Indie author, Nannette Serra, talks about her first POD book.
First CreateSpace book
Fireflies: The Rose Llerrow Story
On January 16, 2014, Morgan Llerrow Stark found her mother, Rose Llerrow, badly beaten and lying between garbage dumpsters behind the Cinco de Mayo Mexican Restaurant in Rankin, Colorado. Her three children believed their father, Art Llerrow, was responsible for the beating and they filed a complaint with the Rankin Metro Police who started an investigation.
Rose was diagnosed as having “Boxer’s Dementia” and, consequently, was unable to relate what had happened to her or identify her attacker. On January 24, 2014 Rose was released from critical care at the hospital and her children placed her under the care of a neurologist at the Redemption Rehabilitation Center in Safe Haven, Colorado.
On May 13, 2014, two months after her release, Rose was abducted from her daughter’s home.
The story that follows is an attempt to relate what was going on in the mind of Rose Llerrow during her hospitalization and, later, her year of captivity.
amazon.com author Nannette Serra
FICTION/CRIME Adult book / Domestic Violence
Fireflies Author Comments Immediately after NANOWRIMO 2013
NANOWRIMO
I started participating in NANOWRIMO somewhere around 2005. I've always been an obsessive, compulsive writer so I took at-home studies with Newspaper Institute of America back in 1963. I had entered the U of A to study medicine but within a week had written my parents for permission to change my major. My roommate was studying Journalism and that's what I wanted to do. Mom wrote me back, "Any fool can write."
This "fool" has been writing since I was a child and took pen and paper to a solitary hill on the other side of the railroad tracks from my home. No one could bother me there and I had a clear view of the house so, if anything exciting started to happen at home ... a relative came for a visit or my parents started to take off somewhere without me ... I could run home and not miss anything.
My siblings should have known that the pencil would be my security blanket for life. I learned to walk pretty early but I refused to do so unless I held on to a pencil which was held by a member of the family. Siblings would turn loose of the pencil and I would walk until I realized no one had the other end of the pencil.
I gave up on premed after I got purpura. Purpura is a blood disease that is often fatal but I recovered. Upon returning to college I felt like I didn't have the physical energy to keep up with my studies. One day I became angry with a lab assistant (I was later told by other students that I was right to challenge him) and asked myself why I was putting up with all the hoopla when I didn't even want to study medicine.
After I got married, the first thing I did was enroll in a home study course from the Writer's Institute a division of Newspaper Institute of America. After I finished this course, I took their study in Fiction Writing as well. Then I signed up for a Journalism class at Samford University in Birmingham, Alabama. Before that class was finished I became pregnant.
One of the problems with being an obsessive person is that it requires a lot of time. Raising children and running a household does not give a woman much time to do anything else. It didn't keep me from writing. I have a room full of journals to prove it.
When my two children went to school, I got an Associates in Art and Science in Journalism from Harper College in Palatine, IL and had started work as a reporter when I had my third child and shortly after our third child was born, we moved to St. Louis, MO.
When my third child started school, I got a BA in Communication Arts from Maryville University, St. Louis but didn't try to get a job as a writer. I wrote and got published with some freelance articles and I continued writing journals and began writing therapeutic poetry and, later, tried to write fiction. I got a masters in Counseling at Missouri Baptist University, St. Louis and became an advocate for victims of domestic violence.

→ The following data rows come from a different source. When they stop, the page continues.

PR #5275, opened 2023-09-12
Disable users in migrated facilities

govindkrjoshi:
## Because

We have received instructions to disable users in all regions other than: 

- Chennai district
- West Bengal (all districts)
- Nagaland districts
- Pimpri Chinchwad Municipal Corporation
- Pune municipal corporation in Maharashtra

## This addresses

Adds a data migration that disables these users

## Test instructions

1. Copy the following tables locally: 
- Organizations
- Facility Groups
- Facilities
- Regions
- Users
- User authentications
- Phone number authentications

2. Very the number of users to be present before and after the migration. In a rails console, run: 
```
require './db/data/20230907045337_disable_users_in_migrated_facilities.rb'
regions = DisableUsersInMigratedFacilities::REGIONS_WITH_ONGOING_ACCESS.map { |detail| Region.find_by(detail) }
all_users_with_access = User.all.sync_approval_status_allowed
users_on_going_access = regions.map { |region| region.state_region? ? region.children.flat_map { |d| d.source.users.sync_approval_status_allowed } : region.source.users.sync_approval_status_allowed }.flatten

all_users_with_access.count
users_on_going_access.count
```

3. Run the migration using `rake data:migrate`

4. Verify that `all_users_with_access = users_on_going_access` and that users with on going access only belong to the above mentioned regions.

### DIFF
--- a/db/data/20230907045337_disable_users_in_migrated_facilities.rb
+++ b/db/data/20230907045337_disable_users_in_migrated_facilities.rb
@@ -1,0 +1,35 @@
+# frozen_string_literal: true
+
+class DisableUsersInMigratedFacilities < ActiveRecord::Migration[6.1]
+  REGIONS_WITH_ONGOING_ACCESS = [
+    {region_type: :state, slug: "west-bengal"},
+    {region_type: :state, slug: "nagaland"},
+    {region_type: :district, slug: "chennai"},
+    {region_type: :district, slug: "pimpri-chinchwad-municipal-corporation"},
+    {region_type: :district, slug: "pune-municipal-corporation"}
+  ]
+  def up
+    users_with_remaining_access = REGIONS_WITH_ONGOING_ACCESS.flat_map do |region_details|
+      region = Region.find_by(region_details)
+      next unless region
+
+      if region.district_region?
+        region.source.users.sync_approval_status_allowed
+      elsif region.state_region?
+        region.children.flat_map { |district| district.source.users.sync_approval_status_allowed }
+      end
+    end
+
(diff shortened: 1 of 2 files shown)


db/data/20230907045337_disable_users_in_migrated_facilities.rb
```diff
@@ -0,0 +1,39 @@
...
+
+      if region.district_region?
+        region.source.users.sync_approval_status_allowed
+      elsif region.state_region?
+        region.children.flat_map { |district| district.source.users.sync_approval_status_allowed }
+      end
+    end
+
+    all_allowed_users = User.all.sync_approval_status_allowed.pluck(:id)
+    disabled_users = all_allowed_users - users_with_remaining_access.map(&:id)
```
tfidfwastaken, line 28: [nit] could pluck again? not that important here though.
```suggestion
    disabled_users = all_allowed_users - users_with_remaining_access.pluck(:id)
```

govindkrjoshi: Can't use pluck here since `users_with_remaining_access` is an array and not an active record relation.

tfidfwastaken (approved):

db/data/20230907045337_disable_users_in_migrated_facilities.rb
tfidfwastaken: ActiveSupport defines `pluck` on all Enumerables these days :)
https://api.rubyonrails.org/classes/Enumerable.html#method-i-pluck

PR #5276, opened 2023-09-12
Raise error when bsnl jwt referesh fails

qptr:
Related story card: [sc-11112](https://app.shortcut.com/simpledotorg/story/11112/p1-bsnl-smses-failing-with-401)

The task to refresh bsnl token would fail silently when we were arbitrarily blacklisted. We want to an add alert to catch these issues with the api earlier on.


tfidfwastaken (approved):
LGT Me

PR #5320, opened 2023-11-06
Import API: Fix incorrect patient IDs in patient-associated resources

tfidfwastaken:
The patient identifiers were created incorrectly in the dependent resources. We accidentally added a namespace prefix that's used to identify the patient business identifier, rather than the patient itself (which does not use any kind of prefix).

While refactoring the `translate_patient_id` method, it became clear that this utility had no usage across multiple FHIR resource importers, so we removed it and made the mixin interface smaller.

Our specs also need rectification, they used the wrong patient creation logic.

Since the business identifiers were created correctly, but the resources associated with those patients were not, we add a data migration to rectify the situation.

It turns out that we have been creating these dependent resources with the `patient_id` set to the `id` of the business identifier, instead of the `patient_id` of the business identifier. This migration swaps out the `patient_id` of the dependent resource.

### DIFF
--- a/app/services/bulk_api_import/fhir_condition_importer.rb
+++ b/app/services/bulk_api_import/fhir_condition_importer.rb
@@ -27,7 +27,7 @@ class BulkApiImport::FhirConditionImporter
   def build_attributes
     {
       id: translate_id(@resource.dig(:identifier, 0, :value), org_id: @organization_id),
-      patient_id: translate_patient_id(@resource[:subject][:identifier], org_id: @organization_id),
+      patient_id: translate_id(@resource[:subject][:identifier], org_id: @organization_id),
       prior_heart_attack: "unknown",
       prior_stroke: "unknown",
       chronic_kidney_disease: "unknown",
--- a/app/services/bulk_api_import/fhir_importable.rb
+++ b/app/services/bulk_api_import/fhir_importable.rb
@@ -26,12 +26,4 @@ module BulkApiImport::FhirImportable
         facility_groups: {organization_id: org_id})
       .facility.id
   end
-
-  def translate_patient_id(id, org_id:)
-    translate_id(
-      id,
-      org_id: org_id,
-      ns_prefix: "patient_business_identifier"
-    )
-  end
 end
--- a/app/services/bulk_api_import/fhir_patient_importer.rb
+++ b/app/services/bulk_api_import/fhir_patient_importer.rb
@@ -102,7 +102,7 @@ class BulkApiImport::FhirPatientImporter
   def business_identifiers
     [
       {
-        id: translate_patient_id(identifier, org_id: @organization_id),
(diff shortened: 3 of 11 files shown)


app/services/bulk_api_import/fhir_importable.rb
```diff
@@ -26,12 +26,4 @@ def translate_facility_id(id, org_id:)
...
       .facility.id
   end
-
-  def translate_patient_id(id, org_id:)
-    translate_id(
-      id,
-      org_id: org_id,
-      ns_prefix: "patient_business_identifier"
-    )
-  end
```
tfidfwastaken, line 36: This method ended up having only one usage, during patient creation, so I inlined it there and removed it from this mixin.

app/services/bulk_api_import/fhir_patient_importer.rb
```diff
@@ -102,7 +102,7 @@ def address
   def business_identifiers
     [
       {
-        id: translate_patient_id(identifier, org_id: @organization_id),
+        id: translate_id(identifier, org_id: @organization_id, ns_prefix: "patient_business_identifier"),
```
tfidfwastaken, line 105: Inlined the method here. No change in functionality.

app/services/bulk_api_import/fhir_condition_importer.rb
```diff
@@ -27,7 +27,7 @@ def metadata
   def build_attributes
     {
       id: translate_id(@resource.dig(:identifier, 0, :value), org_id: @organization_id),
-      patient_id: translate_patient_id(@resource[:subject][:identifier], org_id: @organization_id),
+      patient_id: translate_id(@resource[:subject][:identifier], org_id: @organization_id),
```
tfidfwastaken, line 30: Here and elsewhere: We want to translate the patient_id to the ID of the Patient and not the ID of its PatientBusinessIdentifier. This was the source of the bug.

db/data/20231106123819_fix_incorrect_fhir_translations.rb
tfidfwastaken, line 1: The error in production was that for every patient-associated resource, we set the `patient_id` to the primary key of `PatientBusinessIdentifier` when it should have been set to the `patient_id` of `PatientBusinessIdentifier`.

In this data migration, we edit the `patient_id` of each patient-associated resource to point to the `patient_id` attribute of the business identifier instead.

spec/services/bulk_api_import/fhir_importable_spec.rb
```diff
@@ -53,8 +51,7 @@
     end
 
     it "translates the patient ID correctly" do
-      expect(Object.new.extend(described_class)
-                   .translate_patient_id(patient_business_identifier.identifier, org_id: org_id))
+      expect(Object.new.extend(described_class).translate_id(patient_business_identifier.identifier, org_id: org_id))
```
tfidfwastaken, line 54: All the assertion changes in this PR are just formatting changes.

PR #5324, opened 2023-11-10
Set up appointment reminders experiment in Bangladesh for December

qptr:
**Story card:** [sc-11379](https://app.shortcut.com/simpledotorg/story/11379)

## Because

We want to conduct another experiment with appointment reminder templates in Bangladesh

## This addresses

This PR adds a data migration file to set up the experiment for the month of December with the requirements given in the story card.

It also modifies the region filter in NotificationExperiment to filter patients by the assigned facility's slugs instead of ids.

## Test instructions

To be added

### DIFF
--- a/app/models/experimentation/notifications_experiment.rb
+++ b/app/models/experimentation/notifications_experiment.rb
@@ -84,13 +84,13 @@ module Experimentation
       end
     end
 
-    def self.filter_facilities(patients, facilities)
-      return patients unless facilities
+    def self.filter_facilities(patients, facility_slugs)
+      return patients unless facility_slugs
 
-      if facilities["include"]
-        patients.where('"patients"."assigned_facility_id" IN (?)', facilities["include"])
-      elsif facilities["exclude"]
-        patients.where('"patients"."assigned_facility_id" NOT IN (?)', facilities["exclude"])
+      if facility_slugs["include"]
+        patients.where('"facilities"."slug" IN (?)', facility_slugs["include"])
+      elsif facility_slugs["exclude"]
+        patients.where('"facilities"."slug" NOT IN (?)', facility_slugs["exclude"])
       else
         patients
       end
--- a/db/data/20231109143922_set_up_bangladesh_december_experiment.rb
+++ b/db/data/20231109143922_set_up_bangladesh_december_experiment.rb
@@ -1,0 +1,10 @@
+# frozen_string_literal: true
+
+class SetUpBangladeshDecemberExperiment < ActiveRecord::Migration[6.1]
+  def up
+  end
+
+  def down
+    raise ActiveRecord::IrreversibleMigration
+  end
+end
--- a/db/data/20231109143922_set_up_bangladesh_december_experiment.rb
+++ b/db/data/20231109143922_set_up_bangladesh_december_experiment.rb
@@ -1,10 +1,102 @@
 # frozen_string_literal: true
 
 class SetUpBangladeshDecemberExperiment < ActiveRecord::Migration[6.1]
+  START_TIME = DateTime.parse("1 Dec 2023").beginning_of_day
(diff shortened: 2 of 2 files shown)


app/models/experimentation/notifications_experiment.rb
```diff
@@ -84,13 +84,13 @@ def self.filter_blocks(patients, blocks)
       end
     end
```
olttwa, line 85: You will have to update validate_filters in experiment.rb code to use facility_slugs instead of facilities?

olttwa (changes requested):

app/models/experimentation/notifications_experiment.rb
qptr: Oops, thanks missed checking that. It doesn't seem necessary with the current naming convention (since they all use different fields). But it will be clear what is expected. Shall I also change states and blocks to `state_names` and `block_ids`?

olttwa:
@qptr I just realized, if we are making this change, we'll have to run a data migration to update filters in India/LK environment to use `facility_slugs` instead of `facilities`. If you choose to rename states and blocks as well, the data migration will have to update those fields too.

olttwa:
@qptr I just realized, if we are making this change, we'll have to run a data migration to update filters in India/LK environment to use `facility_slugs` instead of `facilities`. If you choose to rename states and blocks as well, the data migration will have to update those fields too.

qptr:
> @qptr I just realized, if we are making this change, we'll have to run a data migration to update filters in India/LK environment to use `facility_slugs` instead of `facilities`. If you choose to rename states and blocks as well, the data migration will have to update those fields too.

Right. I was also thinking of leaving it as is until we refactor all region filters to use regions and slugs. Leaving this as is then 👍

db/data/20231109143922_set_up_bangladesh_december_experiment.rb
```diff
@@ -0,0 +1,101 @@
...
+    chattogram_facilities: ["uhc-hathazari", "uhc-fatikchori", "uhc-anwara", "uhc-satkania", "uhc-lohagara", "uhc-patiya", "uhc-rangunia", "uhc-sitakunda", "uhc-chandanaish", "uhc-raozan", "uhc-banshkhali", "uhc-boalkhali", "uhc-karnaphuli", "uhc-mirsharai", "uhc-sandwip"],
+    feni_facilities: ["uhc-fulgazi", "uhc-parsuram", "uhc-daganbhuiya", "uhc-sonagazi", "uhc-chhagalniya"],
+    netrokona_facilities: ["uhc-atpara", "uhc-barhatta", "uhc-kalmakanda", "uhc-kendua", "uhc-khaliajuri", "uhc-madan", "uhc-mohanganj", "uhc-purbadhala", "uhc-durgapur-dbd6efea-8950-410e-abc3-ed9a329fb9d3"],
+    sirajganj_facilities: ["uhc-belkuchi", "uhc-chowhali", "uhc-kamarkhanda", "uhc-kazipur", "uhc-shahzadpur", "uhc-tarash", "uhc-ullapara"],
+    pabna_facilities: ["uhc-bera", "uhc-bhangura", "uhc-faridpur", "uhc-iswardi", "uhc-santhia", "uhc-chatmohar", "uhc-sujanagar-4b973cb1-d584-4100-91ca-778f218b502e", "atgharia-upazila-health-complex"],
+    jamalpur_facilities: ["uhc-islampur", "uhc-melandah", "uhc-sarishabari", "uhc-dewanganj", "uhc-bakshiganj", "uhc-madarganj"],
+    sherpur_facilities: ["uhc-jhenaigati", "uhc-nalitabari", "uhc-nakhla", "uhc-sribordi"]
+  }.values.reduce(:+)
```
olttwa, line 22: This is good way of representing data in the expected format, and having readability. Better than using inline comments. Good one!

PR #5330, opened 2023-11-22
Hotfix: Handle exception and log debug info while recording a visit on a treatment group membership

qptr:
**Story card:** [sc-11504](https://app.shortcut.com/simpledotorg/story/11504)

This is a hotfix for the bug where, when recording a visit on a treatment
group membership, a NoMethodError is raised when the facility
association on a visit doesn't exist for whatever reason. Details of the preliminary investigation are captured
in the card.

This fix handles the exception and logs some debugging information.

### DIFF
--- a/app/models/experimentation/treatment_group_membership.rb
+++ b/app/models/experimentation/treatment_group_membership.rb
@@ -63,7 +63,7 @@ module Experimentation
         **visit_status_fields
       )
     rescue NoMethodError
-      Rails.logger.error("Error recording visit: Membership id: #{self.id} Blood pressure: #{blood_pressure&.id} Blood sugar: #{blood_sugar&.id} Prescription drug: #{prescription_drug&.id}")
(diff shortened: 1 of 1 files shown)


app/models/experimentation/treatment_group_membership.rb
```diff
@@ -62,6 +62,8 @@ def record_visit(blood_pressure:, blood_sugar:, prescription_drug:)
         days_to_visit: days_to_visit,
         **visit_status_fields
       )
+    rescue NoMethodError
```
olttwa, line 65: Begin/Rescue work when within a blog. You'll need to add a begin block at line 43 in order for the rescue to work.

qptr: Can't find the documentation for some reason but this works as well. Other places in the code with this style: 
https://github.com/simpledotorg/simple-server/blob/master/app/controllers/admin/facility_groups_controller.rb#L69
https://github.com/simpledotorg/simple-server/blob/master/app/models/reports/drug_stock_calculation.rb#L25

PR #5332, opened 2023-11-27
Add logging to the Imports Controller

tfidfwastaken:
**Story card:** [sc-11514]

What we are logging:
* Failure modes from the Import Controller layer. Validation errors are logged.

Why we aren't logging the request payload:
* Not sure if we should, given it's PII. Can make a debug log if needed.
* Successful merges can be verified with the audit log.

### DIFF
--- a/spec/api/v4/imports/imports_spec.rb
+++ b/spec/api/v4/imports/imports_spec.rb
@@ -46,6 +46,13 @@ describe "Import v4 API", swagger_doc: "v4/import.json" do
         let(:import_request) { {"resources" => [{"invalid" => "invalid"}]} }
         run_test!
       end
+
+      response "403", "Forbidden" do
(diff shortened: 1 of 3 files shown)


spec/api/v4/imports/imports_spec.rb
```diff
@@ -46,6 +46,13 @@
         let(:import_request) { {"resources" => [{"invalid" => "invalid"}]} }
         run_test!
       end
+
+      response "403", "Forbidden" do
+        let(:HTTP_X_ORGANIZATION_ID) { "wrong_org" }
+        let(:Authorization) { "Bearer #{token.token}" }
+        let(:import_request) { {"resources" => [{"doesn't" => "matter"}]} }
+        run_test!
+      end
```
tfidfwastaken, line 55: Also not related to the PR, but noticed this edge case was missing in the tests, so I added that.

PR #5335, opened 2023-11-29
FHIR export

govindkrjoshi:
This PR adds exporters to convert the following Simple resources into FHIR-compliant resources:
Appointment, blood pressure, blood sugar, patient, prescription drug and medical history

It also adds a rake task to export patients and all their related resources with PII removed to a json file


app/services/one_off/fhir/patient_exporter.rb
```diff
@@ -0,0 +1,82 @@
...
+
+  def export
+    FHIR::Patient.new(
+      identifier: patient_identifiers,
+      name: [
+        FHIR::HumanName.new(
+          text: patient.full_name
+        )
+      ],
+      active: patient.status == "active",
```
tfidfwastaken, line 34:
```suggestion
      active: patient.status_active?,
```

app/services/one_off/fhir/patient_exporter.rb
```diff
@@ -0,0 +1,82 @@
...
+      gender: gender,
+      birthDate: birth_date.iso8601,
+      deceasedBoolean: patient.status == "dead",
```
tfidfwastaken, line 37:
```suggestion
      deceasedBoolean: patient.status_dead?,
```

app/services/one_off/fhir/appointment_exporter.rb
```diff
@@ -0,0 +1,57 @@
...
+          cancellationReason: cancellation_code,
+          participant: [
+            FHIR::Appointment::Participant.new(
+              actor: FHIR::Reference.new(
+                id: FHIR::Patient.new(
+                  identifier: FHIR::Identifier.new(
+                    value: appointment.patient_id
+                  )
+                )
+              )
```
tfidfwastaken, line 25: [question] Can you verify if this is the correct way to build a reference?

The library is unfortunately sparsely documented, but the source code suggests that a hash is expected here, not a reference to another model?
https://github.com/fhir-crucible/fhir_models/blob/be9087e8fc0e49dc93f504d18ceb76cbb32b3811/lib/fhir_models/bootstrap/model.rb#L9-L18

tfidfwastaken: This comment applies to every reference in this patch.

app/services/one_off/fhir/prescription_drug_exporter.rb
```diff
@@ -0,0 +1,118 @@
...
+                value: prescription_drug.id
+              ),
+              code: FHIR::CodeableConcept.new(
+                coding: FHIR::Coding.new(
+                  system: "http://www.nlm.nih.gov/research/umls/rxnorm",
+                  code: prescription_drug.rxnorm_code,
+                  display: prescription_drug.name
+                )
+              )
+            )
```
tfidfwastaken, line 42: We shouldn't have to repeat everything here (not sure if this would lead to valid FHIR). We can directly reference the contained resource like so:

```ruby
FHIR::Reference.new(reference: "##{contained_thing_id}")
```

app/services/one_off/fhir/prescription_drug_exporter.rb
```diff
@@ -0,0 +1,118 @@
...
+            lastUpdated: prescription_drug.device_updated_at.iso8601,
+            createdAt: prescription_drug.device_created_at.iso8601
+          )
+        )
+      end
+
+      def dosage_instruction
+        if prescription_drug.frequency.nil?
+          return nil
+        end
```
tfidfwastaken, line 70: [non-blocking]

```suggestion
        return if prescription_drug.frequency.nil?
```

app/services/one_off/fhir/patient_exporter.rb
```diff
@@ -0,0 +1,82 @@
...
+        id: FHIR::Organization.new(
+          identifier: [
+            FHIR::Identifier.new(
+              value: patient.assigned_facility_id
+            )
+          ]
+        )
+      ),
+      meta: FHIR::Meta.new(
+        lastUpdated: patient.updated_at.iso8601,
```
tfidfwastaken, line 48: [q] should this be `device_updated_at`?

app/services/one_off/fhir/prescription_drug_exporter.rb
```diff
@@ -0,0 +1,118 @@
...
+        [
+          FHIR::Dosage.new(
+            doseAndRate: [
+              FHIR::Dosage::DoseAndRate.new(
+                doseQuantity: FHIR::Quantity.new(
+                  value: prescription_drug.dosage.split("MG").first,
```
tfidfwastaken, line 76: [nonblocking, style]
```suggestion
                  value: prescription_drug.dosage.delete_suffix("MG"),
```

lib/tasks/fhir.rake
```diff
@@ -0,0 +1,50 @@
...
+    patients = Patient.order(:created_at)
+    patients = remove_pii(patients)
+    file_path = args[:file_path]
+    resources = []
+
+    patients.each do |patient|
+      resources << OneOff::Fhir::PatientExporter.new(patient).export
+      resources << patient.blood_pressures.map { |bp|
+        OneOff::Fhir::BloodPressureExporter.new(bp).export
+      }
```
tfidfwastaken, line 15: [nit, nonblocking] Could use `do` syntax here and elsewhere.

lib/tasks/fhir.rake
```diff
@@ -0,0 +1,50 @@
...
+      resources << OneOff::Fhir::MedicalHistoryExporter.new(patient.medical_history).export
+      resources << patient.appointments.map { |appointment|
+        OneOff::Fhir::AppointmentExporter.new(appointment).export
+      }
+    end
+
+    File.open(file_path, "w+") do |f|
+      resources.flatten.each do |resource|
+        f.puts(resource.as_json.to_json)
```
tfidfwastaken, line 30: [q] is `as_json` needed? I'd have thought `to_json` would do the necessary conversion.

tfidfwastaken (changes requested):
Requesting some changes and clarification:
* Errors in some LOINC URLs and LOINC code values
* Questions about fallback values, optional fields
* Question about how references are used in this library

I have left some comments on code style and random details too (none of these are a blocker).

Also: Should we be adding specs for these? It seems like a chunky script and the kind of thing we might have to run again someday.

app/services/one_off/fhir/prescription_drug_exporter.rb
tfidfwastaken: I realised this suggestion wouldn't universally work. But the `split` won't work universally either.

Here are all the variations of values I have found looking at metabase.

There are over 100 occurrences of each of these values in Bangladesh and India:
```
500 mg TDS
12.5 mg
30mg5
0+0+1mg
50+mg
.5mg
mg

mg20
2000 mg
6.5mg
```

And these are not even getting into corner cases with a few occurrences like:
```
24iu
50plus
20+0+16unit
5tab
,3mg
2omg
```

Notably `50MGOD` is a format that only exists in sandbox data.

Newer data seems to be a lot more consistent since the app doesn't make dosage input very freeform anymore, but it's still one of `50 mg` or `50 mg OD`. But I wonder if we should be trying to parse this at all. One compromise I can think of is conditionally parsing dosage only if it matches the aforementioned format.

app/services/one_off/fhir/prescription_drug_exporter.rb
tfidfwastaken: [suggestion] Instead of returning nil if there's no frequency, can we create a `doseAndRate` without the `timing` field? That should be allowed according to the standard.

app/services/one_off/fhir/medical_history_exporter.rb
```diff
@@ -0,0 +1,52 @@
...
+      DM_CONDITION_CODE = "73211009"
+      HTN_CONDITION_CODE = "38341003"
+
+      def initialize(medical_history)
+        @medical_history = medical_history
+      end
+
+      def export
+        conditions = []
+        if medical_history.diabetes == "yes"
```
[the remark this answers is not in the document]
qptr: Did you mean `medical_history.diabetes_yes?` Otherwise it returns true for any non-nil value

lib/tasks/fhir.rake
qptr: We wanted to print each json on a single line. `to_json` adds newlines and indentation to prettify the json string

app/services/one_off/fhir/prescription_drug_exporter.rb
qptr: Going to go with your example, since it's closer to the examples

app/services/one_off/fhir/medical_history_exporter.rb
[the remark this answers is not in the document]
tfidfwastaken: woops, yeah

app/services/one_off/fhir/prescription_drug_exporter.rb
qptr: I guess if the reference is to a contained resource, it's all the same

app/services/one_off/fhir/appointment_exporter.rb
qptr: Thinking I'll go ahead with [this](https://github.com/simpledotorg/simple-server/pull/5335#discussion_r1432810127) approach and just pass whatever resource id on the `identifier` key of a Reference. No validation errors.

qptr: Don't know if I followed the question, you're saying the actor field expects a hash?

But re: building references correctly:

Using id was a hack to get the validation checks to pass a while ago. From [this](https://github.com/simpledotorg/simple-server/pull/5335#discussion_r1432810127), I'm going to rewrite all the references to directly use the `identifier` key and pass to it the respective id. In this example, rewrite this as:
```
 actor: FHIR::Reference.new(
    identifier: FHIR::Identifier.new(
      value: appointment.patient_id
   )
 )
```
No validation errors, and returns the expected json:
```
{... {"actor"=>{"identifier"=>{"value"=>"1dae7c00-7e55-4879-be50-184b2f535e0f"}}} ... }
```

app/services/one_off/fhir/patient_exporter.rb
```diff
@@ -0,0 +1,82 @@
...
+    identifiers = [
+      FHIR::Identifier.new(
+        value: patient.id.to_s,
+        use: "official"
+      )
+    ]
+    patient.business_identifiers.simple_bp_passport.each do |identifier|
+      identifiers << FHIR::Identifier.new(
+        value: identifier.identifier.to_s,
+        use: "secondary"
```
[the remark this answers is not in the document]
qptr: Think we wanted to export bp passport ids and have them be differentiable from patient ids. I think we can keep them around for now.

app/services/one_off/fhir/blood_pressure_exporter.rb
```diff
@@ -0,0 +1,65 @@
...
+      ],
+      code: FHIR::CodeableConcept.new(
+        coding: FHIR::Coding.new(
+          system: "http://lonic.com/",
+          code: "85354-9"
+        )
+      ),
+      component: [
+        observation_component("8460-6", blood_pressure.systolic),
+        observation_component("8460-8", blood_pressure.diastolic)
```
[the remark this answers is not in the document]
qptr: Shit. Nice catch

app/services/one_off/fhir/appointment_exporter.rb
```diff
@@ -0,0 +1,57 @@
...
+            lastUpdated: appointment.device_updated_at.iso8601,
+            createdAt: appointment.device_created_at.iso8601
+          )
+        )
+      end
+
+      def cancellation_code
+        case appointment.cancel_reason
+        when "dead" then "pat-dec"
+        else "pat"
```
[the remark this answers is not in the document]
qptr: Removing these entirely. There's not much overlap with our reasons and the accepted codes, and this is a not very significant optional field.

app/services/one_off/fhir/appointment_exporter.rb
tfidfwastaken: Lovely. This explanation unconfused me.

app/services/one_off/fhir/prescription_drug_exporter.rb
qptr: Uh, read about contained resources. `contained` + `medicationReference` makes a lot of sense now and seems better to do than exporting prescription drugs separately. There can be a lot of duplicates, and it's not like just exporting protocol drugs. It's also not how we store things in Simple.

qptr:
> Also: Should we be adding specs for these? It seems like a chunky script and the kind of thing we might have to run again someday.

Right now this is under the `one_off` folder, so I think we can treat it that way. The only card tracking this rn is a spike card to do a one-off fhir export. I think let this be for now. If this becomes something we'll use more seriously and often, we can add specs then.

app/services/one_off/fhir/prescription_drug_exporter.rb
qptr: :/ Yeah. This also was a hack to get things working quickly.
Conditionally pasring sounds fine. Will log a warning

qptr: Also, just came across `2 puff`, `BD` on metabse

qptr: This is done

In 2005, at age 63, I started participating in NANOWRIMO, National Novel Writing Month, in which I attempted to write a 50,000 word novel in the month of November. I became compulsive about doing NANO every year. I missed some years and some years I didn't make the 50,000 word count.
By the year 2013 I felt like I was too tired and old to do NANO again. But, that year, i became acquainted on Facebook with a distant cousin of mine, Joseph Franklin Dunkin, Jr. He really annoyed me because I saw immediately that writing was not just a hobby with him. I read his hubpages and realized he was a good writer, sincerely dedicate to his craft. He tried to encourage me and all our other friends from Alabama to get busy and do something.
Joe died in August of 2013 before his book, "Bones of My Brother" was published. I soon realized I was going to have to do NANO because of the feeling I had that I would be letting Joe down if I didn't. In 2013 I had a hard time starting my novel but, through the encouragement of NANOS and friends and relative on FB, I was able to finish my novel before Thanksgiving.
CreateSpace gave all the winners a coupon for two copies of our book, which meant that our novel would have to be published. I just spent the month of June trying to edit and format the novel I wrote in November. It has been a learning experience for this 72 year old lady!
I'm still having problems formatting my novels but I put them up for publish on demand anyway in hopes of getting some feedback. I've found it much harder to write fiction than it was to write non-fiction.
Maya Angelou said, "There is no greater agony than bearing an untold story within you."